PR #1397, opened 2018-04-10
(maint) Switch to acceptance setup from beaker-puppet

melissa:
This commit removes the acceptance setup steps defined in this repo in
favor of those defined in beaker-puppet.


melissa:
@caseywilliams I was testing this with https://github.com/puppetlabs/beaker-puppet/pull/36

I did remove quite a bit, but I'm wondering what functionality we absolutely have to preserve. We don't use `TESTING_RELEASED_PACKAGES` or `AGENT_DOWNLOAD_URL` anywhere else in testing components. You also have different rake task names that have the same functionality. Would you be willing to remove those old tests in favor of the ones that are used by puppet/facter/hiera/pxp-agent?

branan:
Standardizing is good. We'll need to update ci-job-configs to remove a special-case for the agent CI task, but otherwise I don't think anything critical relies on this project having different names from everything else.

caseywilliams:
jenkins please test this

acceptance/tests/validate_vendored_ruby.rb
```diff
@@ -144,7 +145,7 @@ def install_dependencies(agent)
     agents.each do |agent|
       irb = irb_command(agent)
       ['hocon', 'deep_merge'].each do |gem|
-        stdout = on(agent, "echo \"require '#{gem}'\" | #{irb}").stdout.chomp
+        stdout = on(agent, "echo \"require '#{gem}'\" | #{irb}").stdout.chomp)
```
caseywilliams: I think this trailing paren is the source of the syntax error in the PR tests -- @melissa would you mind making an update? Other than that I'm excited to merge this

melissa: I think there was a different reason we were dragging our feet on this, I can't quite remember it since it's been a while....

caseywilliams: Unless there's something I don't know about, I believe [this](https://github.com/puppetlabs/ci-job-configs/blob/master/resources/scripts/vanagon-integration.sh#L78) is the only place we'll need to update CI configuration to make this work -- @branan do you remember anything else?

McdonaldSeanp: Yeah, the CI configuration is just that. And we really need to standardize this

melissa: Oh right! Yeah, the conversation about needing to standardize the rake tasks. I updated this line, so if that's the only thing blocking this.... then we can standardize rake tasks at a later date

melissa:
jenkins please test this

PR #1402, opened 2018-04-13
(maint) Avoid unnecessary duplication

MikaelSmith:
It's highly unlikely that Leatherman or cpp-pcp-client DLLs will be
installed to a Windows system directory. Also, work is underway to move
to statically linking cpp-pcp-client, and this makes doing so
transparently difficult. Only copy common DLLs from OpenSSL and MinGW.


McdonaldSeanp:
👍

MikaelSmith:
It's only a problem for me on master, and might be considered a breaking change.

PR #1404, opened 2018-04-13
(maint) Use built ruby for gem build

MikaelSmith:
Previously `gem build` relied on the system Ruby, which is not present
on all platforms - particularly Solaris and Windows. Use puppet-runtime
ruby instead.


MikaelSmith:
jenkins please test this

PR #1413, opened 2018-04-25
(PA-1989) Fix `RUBYLIB` in vendored ruby acceptance on Windows

caseywilliams:
Attempting to require the puppet resource_api in the vendored ruby
acceptance tests failed on Windows cygwin hosts because Beaker was
unable to set RUBYLIB correctly in that context. This is a workaround;
BKR-1445 and BKR-986 exist to address this problem.

### DIFF
--- a/acceptance/tests/validate_vendored_ruby.rb
+++ b/acceptance/tests/validate_vendored_ruby.rb
@@ -146,12 +146,26 @@ test_name 'PA-1319: Validate that the vendored ruby can load gems and is configu
     end
   end
 
-  step "'irb' successfully loads gems" do
+  step "vendored ruby successfully loads gems" do
     agents.each do |agent|
       irb = irb_command(agent)
+
       ['hocon', 'deep_merge', 'puppet/resource_api'].each do |gem|
-        stdout = on(agent, "echo \"require '#{gem}'\" | #{irb}").stdout.chomp
-        assert_match(/true/, stdout, "'irb' failed to require the #{gem} gem")
+        if agent['platform'] =~ /windows*/
+          # Although beaker can set a PATH for puppet-agent on Windows, it isn't
+          # able to set up the environment for the purpose of loading gems this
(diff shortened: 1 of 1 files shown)


caseywilliams:
jenkins please test this on windows2012r2-64a,redhat7-64a

acceptance/tests/validate_vendored_ruby.rb
```diff
@@ -146,12 +146,26 @@ def install_dependencies(agent)
...
-        assert_match(/true/, stdout, "'irb' failed to require the #{gem} gem")
+        if agent['platform'] =~ /windows*/
+          # Although beaker can set a PATH for puppet-agent on Windows, it isn't
+          # able to set up the environment for the purpose of loading gems this
+          # way; See BKR-1445 and BKR-986. As a workaround, run the environment
+          # script before requiring the gem. We're using `ruby -r` instead of
+          # irb here because `cmd /c` will only run one argument command before
+          # returning to cygwin (additional arguments will be treated as bash)
+          # and using irb introduces too many quotes.
+          cmd = "env PATH=\"#{agent['privatebindir']}:${PATH}\" cmd /c \"environment.bat && ruby -r#{gem} -e 'puts true'\""
```
joshcooper: I would expect the `environment.bat` modifications to the LOAD_PATH/RUBYLIB to only affect the `cmd.exe` process/interpreter, but not the `ruby` process that cygwin invokes? If it doesn't work, you may need to create a wrapper batch script that sources `environment.bat` and then invokes ruby:

```bat
call environment.bat
ruby -r #{gem} -e 'puts true'
```
And then invoke wrapper script using:

```bash
cmd = "env PATH=\"#{agent['privatebindir']}:${PATH}\" cmd /c wrapper.bat"
```

joshcooper: oh, I see that calling `environment.bat` and `ruby` are within the double quoted string passed to `cmd`, so that makes sense. 👍

ScottGarman:
:+1:

PR #1422, opened 2018-05-14
(PA-2031) Update puppet-agent to use packaging as a gem

sarameisburger:
Needs testing...~~I also need to make a puppet-agent specific ticket for this, when I do I will update the PR~~

### DIFF
--- a/Gemfile
+++ b/Gemfile
@@ -1,6 +1,6 @@
 source ENV['GEM_SOURCE'] || "https://rubygems.org"
 
-def vanagon_location_for(place)
+def location_for(place)
   if place =~ /^(git[:@][^#]*)#(.*)/
     [{ :git => $1, :branch => $2, :require => false }]
   elsif place =~ /^file:\/\/(.*)/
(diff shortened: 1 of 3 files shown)


sarameisburger:
jenkins please test this

caseywilliams:
This looks good to me, but ooc, what's the reasoning behind targeting it at 5.3.x rather than 1.10.x or 5.5.x?

sarameisburger:
I thought 1.10.x used packaging branch master which I just checked and realized is not true. I can retarget!

sarameisburger:
Ah ok I remember now. The gemfile says 1.10.x is on packaging 1.0.x (https://github.com/puppetlabs/puppet-agent/blob/1.10.x/Gemfile#L14) but ext/build_defaults says packaging branch master (https://github.com/puppetlabs/puppet-agent/blob/1.10.x/ext/build_defaults.yaml#L3) so we'll probably want to test out pointing build_defaults at 1.0.x before we implement packaging as a gem there @caseywilliams

sarameisburger:
opened PR for that here https://github.com/puppetlabs/puppet-agent/pull/1460

sarameisburger:
jenkins please test this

○ ○ ○

● **Task prompt**
The answer must consist of every line in the records above that contains the word "each".

● **Output below**
     agents.each do |agent|
       ['hocon', 'deep_merge'].each do |gem|
     agents.each do |agent|
       ['hocon', 'deep_merge', 'puppet/resource_api'].each do |gem|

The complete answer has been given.